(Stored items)
=-=-=

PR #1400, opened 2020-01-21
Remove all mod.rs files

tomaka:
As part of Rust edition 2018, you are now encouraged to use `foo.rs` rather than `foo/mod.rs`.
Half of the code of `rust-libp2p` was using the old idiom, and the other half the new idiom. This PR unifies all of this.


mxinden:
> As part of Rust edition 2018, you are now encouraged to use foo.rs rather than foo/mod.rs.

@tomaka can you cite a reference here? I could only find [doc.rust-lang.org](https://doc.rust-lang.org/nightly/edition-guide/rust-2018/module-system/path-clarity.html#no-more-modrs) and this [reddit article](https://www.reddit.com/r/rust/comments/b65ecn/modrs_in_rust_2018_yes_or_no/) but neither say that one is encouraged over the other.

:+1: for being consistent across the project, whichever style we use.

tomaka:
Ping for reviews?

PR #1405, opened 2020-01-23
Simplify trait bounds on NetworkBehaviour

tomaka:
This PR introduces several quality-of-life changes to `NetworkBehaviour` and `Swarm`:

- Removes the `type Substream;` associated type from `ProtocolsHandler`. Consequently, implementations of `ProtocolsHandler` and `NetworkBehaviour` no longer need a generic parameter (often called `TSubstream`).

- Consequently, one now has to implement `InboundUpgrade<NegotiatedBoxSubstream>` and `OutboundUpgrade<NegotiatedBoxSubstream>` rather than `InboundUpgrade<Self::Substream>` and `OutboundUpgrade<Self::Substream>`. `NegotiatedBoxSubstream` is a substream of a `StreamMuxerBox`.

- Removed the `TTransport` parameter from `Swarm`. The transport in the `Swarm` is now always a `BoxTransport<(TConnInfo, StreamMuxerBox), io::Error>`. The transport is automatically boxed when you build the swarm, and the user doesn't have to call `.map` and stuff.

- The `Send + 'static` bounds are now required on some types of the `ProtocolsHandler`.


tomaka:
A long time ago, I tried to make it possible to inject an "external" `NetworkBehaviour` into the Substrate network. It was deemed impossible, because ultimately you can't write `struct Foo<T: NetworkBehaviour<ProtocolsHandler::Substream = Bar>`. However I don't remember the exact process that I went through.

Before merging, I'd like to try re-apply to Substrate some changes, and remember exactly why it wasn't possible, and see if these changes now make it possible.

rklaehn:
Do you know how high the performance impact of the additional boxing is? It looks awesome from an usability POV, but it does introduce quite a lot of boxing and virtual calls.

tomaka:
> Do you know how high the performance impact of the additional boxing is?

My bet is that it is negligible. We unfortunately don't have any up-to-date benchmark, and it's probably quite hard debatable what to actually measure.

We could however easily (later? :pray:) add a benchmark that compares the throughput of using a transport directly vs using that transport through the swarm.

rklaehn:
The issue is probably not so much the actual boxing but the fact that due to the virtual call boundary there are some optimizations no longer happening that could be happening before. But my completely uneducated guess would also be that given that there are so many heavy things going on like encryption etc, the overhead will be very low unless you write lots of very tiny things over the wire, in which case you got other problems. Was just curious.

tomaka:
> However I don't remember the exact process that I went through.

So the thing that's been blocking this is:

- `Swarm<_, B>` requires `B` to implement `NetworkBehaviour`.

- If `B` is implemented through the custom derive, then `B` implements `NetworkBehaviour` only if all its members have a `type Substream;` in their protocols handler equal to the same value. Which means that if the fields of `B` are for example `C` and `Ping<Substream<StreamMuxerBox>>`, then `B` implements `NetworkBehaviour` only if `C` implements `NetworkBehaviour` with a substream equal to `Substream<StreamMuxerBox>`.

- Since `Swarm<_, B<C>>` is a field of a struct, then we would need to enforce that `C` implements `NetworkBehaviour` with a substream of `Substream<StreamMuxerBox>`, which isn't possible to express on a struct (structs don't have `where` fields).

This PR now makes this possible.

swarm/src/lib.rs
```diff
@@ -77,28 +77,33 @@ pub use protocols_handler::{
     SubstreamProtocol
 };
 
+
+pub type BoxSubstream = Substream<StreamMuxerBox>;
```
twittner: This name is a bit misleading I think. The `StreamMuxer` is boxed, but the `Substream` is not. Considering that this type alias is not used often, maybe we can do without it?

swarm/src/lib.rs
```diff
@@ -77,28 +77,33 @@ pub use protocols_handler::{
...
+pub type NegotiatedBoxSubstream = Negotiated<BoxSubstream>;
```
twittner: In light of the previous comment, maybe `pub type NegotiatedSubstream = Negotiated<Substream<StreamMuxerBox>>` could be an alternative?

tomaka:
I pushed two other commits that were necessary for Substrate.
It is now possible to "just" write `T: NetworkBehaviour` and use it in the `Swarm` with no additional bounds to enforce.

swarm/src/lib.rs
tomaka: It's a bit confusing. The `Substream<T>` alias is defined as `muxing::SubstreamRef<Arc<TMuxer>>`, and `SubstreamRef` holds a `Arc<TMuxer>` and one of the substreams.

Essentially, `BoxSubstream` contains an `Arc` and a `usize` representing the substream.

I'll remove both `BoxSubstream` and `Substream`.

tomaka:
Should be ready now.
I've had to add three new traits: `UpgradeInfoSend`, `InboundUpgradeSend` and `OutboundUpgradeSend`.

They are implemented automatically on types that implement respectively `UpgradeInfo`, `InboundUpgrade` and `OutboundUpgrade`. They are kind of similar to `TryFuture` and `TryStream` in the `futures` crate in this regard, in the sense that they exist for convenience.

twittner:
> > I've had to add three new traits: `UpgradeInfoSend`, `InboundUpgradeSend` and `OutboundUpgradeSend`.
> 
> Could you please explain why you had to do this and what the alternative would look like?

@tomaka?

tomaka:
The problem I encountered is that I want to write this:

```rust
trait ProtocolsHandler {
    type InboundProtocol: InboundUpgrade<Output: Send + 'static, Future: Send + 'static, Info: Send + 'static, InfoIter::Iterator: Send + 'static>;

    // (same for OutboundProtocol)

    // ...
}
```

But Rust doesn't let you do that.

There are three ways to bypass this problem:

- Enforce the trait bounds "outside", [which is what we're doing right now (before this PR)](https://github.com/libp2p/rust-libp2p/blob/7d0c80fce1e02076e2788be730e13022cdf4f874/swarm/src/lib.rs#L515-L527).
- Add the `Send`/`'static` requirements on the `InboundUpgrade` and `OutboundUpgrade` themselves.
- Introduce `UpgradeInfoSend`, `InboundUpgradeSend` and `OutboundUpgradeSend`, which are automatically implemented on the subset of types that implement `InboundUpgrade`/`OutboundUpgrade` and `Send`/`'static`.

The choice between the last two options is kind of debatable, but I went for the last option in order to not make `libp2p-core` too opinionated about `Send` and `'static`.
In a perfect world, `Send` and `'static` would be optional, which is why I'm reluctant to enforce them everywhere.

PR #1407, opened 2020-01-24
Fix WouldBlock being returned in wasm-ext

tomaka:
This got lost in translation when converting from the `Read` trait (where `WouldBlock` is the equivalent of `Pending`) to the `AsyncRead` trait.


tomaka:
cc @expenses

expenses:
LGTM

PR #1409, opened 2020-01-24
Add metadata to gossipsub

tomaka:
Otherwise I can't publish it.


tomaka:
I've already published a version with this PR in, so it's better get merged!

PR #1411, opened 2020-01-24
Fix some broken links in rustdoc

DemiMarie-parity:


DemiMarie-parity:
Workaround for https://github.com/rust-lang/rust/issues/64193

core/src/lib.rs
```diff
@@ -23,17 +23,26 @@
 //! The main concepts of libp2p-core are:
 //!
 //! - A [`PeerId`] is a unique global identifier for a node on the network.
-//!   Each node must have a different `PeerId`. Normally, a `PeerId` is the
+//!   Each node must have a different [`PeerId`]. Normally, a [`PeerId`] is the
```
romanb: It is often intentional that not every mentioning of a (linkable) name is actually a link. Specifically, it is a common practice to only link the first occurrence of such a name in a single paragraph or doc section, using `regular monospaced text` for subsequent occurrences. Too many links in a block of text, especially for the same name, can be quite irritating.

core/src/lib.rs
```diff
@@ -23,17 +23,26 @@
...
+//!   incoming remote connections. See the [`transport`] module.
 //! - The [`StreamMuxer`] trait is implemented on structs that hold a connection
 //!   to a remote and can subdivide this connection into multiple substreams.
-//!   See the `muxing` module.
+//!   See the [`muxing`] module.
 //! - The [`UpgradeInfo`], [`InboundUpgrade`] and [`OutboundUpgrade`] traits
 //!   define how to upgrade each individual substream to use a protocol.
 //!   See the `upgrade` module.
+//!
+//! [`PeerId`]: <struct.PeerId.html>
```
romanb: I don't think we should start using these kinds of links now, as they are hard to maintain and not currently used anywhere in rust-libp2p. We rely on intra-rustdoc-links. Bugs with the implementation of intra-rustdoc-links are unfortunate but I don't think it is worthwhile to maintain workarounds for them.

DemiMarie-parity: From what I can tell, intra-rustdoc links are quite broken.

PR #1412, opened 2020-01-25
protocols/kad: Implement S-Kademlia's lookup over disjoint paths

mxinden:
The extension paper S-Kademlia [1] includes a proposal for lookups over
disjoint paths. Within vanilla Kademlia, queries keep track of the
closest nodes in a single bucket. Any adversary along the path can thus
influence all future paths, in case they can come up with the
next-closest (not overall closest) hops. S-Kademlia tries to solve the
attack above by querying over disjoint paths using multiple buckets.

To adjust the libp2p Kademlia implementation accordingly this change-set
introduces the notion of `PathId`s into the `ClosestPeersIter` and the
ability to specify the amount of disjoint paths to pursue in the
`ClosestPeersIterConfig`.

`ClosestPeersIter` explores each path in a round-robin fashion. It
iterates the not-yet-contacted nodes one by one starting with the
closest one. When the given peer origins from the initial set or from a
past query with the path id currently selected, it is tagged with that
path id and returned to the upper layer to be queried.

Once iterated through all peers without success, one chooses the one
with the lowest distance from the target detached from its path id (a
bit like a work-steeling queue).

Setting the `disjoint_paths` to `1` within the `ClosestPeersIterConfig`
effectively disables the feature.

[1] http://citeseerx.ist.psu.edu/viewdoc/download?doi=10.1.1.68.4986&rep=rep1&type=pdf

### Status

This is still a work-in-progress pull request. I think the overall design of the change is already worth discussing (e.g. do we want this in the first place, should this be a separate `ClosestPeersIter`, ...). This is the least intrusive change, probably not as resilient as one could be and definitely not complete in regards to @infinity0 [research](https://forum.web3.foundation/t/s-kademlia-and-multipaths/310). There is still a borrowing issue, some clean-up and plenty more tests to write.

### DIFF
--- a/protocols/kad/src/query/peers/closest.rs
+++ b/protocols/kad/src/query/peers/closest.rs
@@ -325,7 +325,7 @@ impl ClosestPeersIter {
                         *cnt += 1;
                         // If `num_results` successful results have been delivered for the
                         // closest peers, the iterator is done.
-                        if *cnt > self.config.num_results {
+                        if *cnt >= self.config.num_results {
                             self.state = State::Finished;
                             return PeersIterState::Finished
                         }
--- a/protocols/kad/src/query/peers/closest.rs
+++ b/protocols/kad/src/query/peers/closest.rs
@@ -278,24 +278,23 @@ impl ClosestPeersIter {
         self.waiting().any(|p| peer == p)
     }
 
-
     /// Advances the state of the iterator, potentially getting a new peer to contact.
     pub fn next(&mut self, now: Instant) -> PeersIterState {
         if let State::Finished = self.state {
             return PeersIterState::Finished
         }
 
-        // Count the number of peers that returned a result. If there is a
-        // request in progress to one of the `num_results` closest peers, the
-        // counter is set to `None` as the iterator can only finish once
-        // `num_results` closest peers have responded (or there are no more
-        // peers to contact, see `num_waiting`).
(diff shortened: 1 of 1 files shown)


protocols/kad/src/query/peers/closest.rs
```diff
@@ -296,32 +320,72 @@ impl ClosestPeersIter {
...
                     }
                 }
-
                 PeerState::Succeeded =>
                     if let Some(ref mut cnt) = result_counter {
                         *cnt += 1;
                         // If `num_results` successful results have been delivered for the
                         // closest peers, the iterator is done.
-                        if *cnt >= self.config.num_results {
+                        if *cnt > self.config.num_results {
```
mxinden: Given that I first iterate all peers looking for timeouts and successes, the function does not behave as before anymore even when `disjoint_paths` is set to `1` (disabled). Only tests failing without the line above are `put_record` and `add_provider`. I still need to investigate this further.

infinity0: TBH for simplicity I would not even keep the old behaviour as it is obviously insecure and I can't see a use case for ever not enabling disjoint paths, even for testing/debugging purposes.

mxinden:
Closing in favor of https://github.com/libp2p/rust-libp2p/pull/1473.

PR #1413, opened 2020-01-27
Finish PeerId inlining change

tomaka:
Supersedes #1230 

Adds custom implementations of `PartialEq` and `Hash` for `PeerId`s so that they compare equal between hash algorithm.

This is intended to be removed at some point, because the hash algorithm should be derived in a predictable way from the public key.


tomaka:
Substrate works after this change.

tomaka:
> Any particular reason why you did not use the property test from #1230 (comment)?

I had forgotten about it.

=-=-=

#### Instructions to follow
Reproduce the records above exactly, from the first line through the line containing "Half of the", and output nothing else.

#### Solution
PR #1400, opened 2020-01-21
Remove all mod.rs files

tomaka:
As part of Rust edition 2018, you are now encouraged to use `foo.rs` rather than `foo/mod.rs`.
Half of the code of `rust-libp2p` was using the old idiom, and the other half the new idiom. This PR unifies all of this.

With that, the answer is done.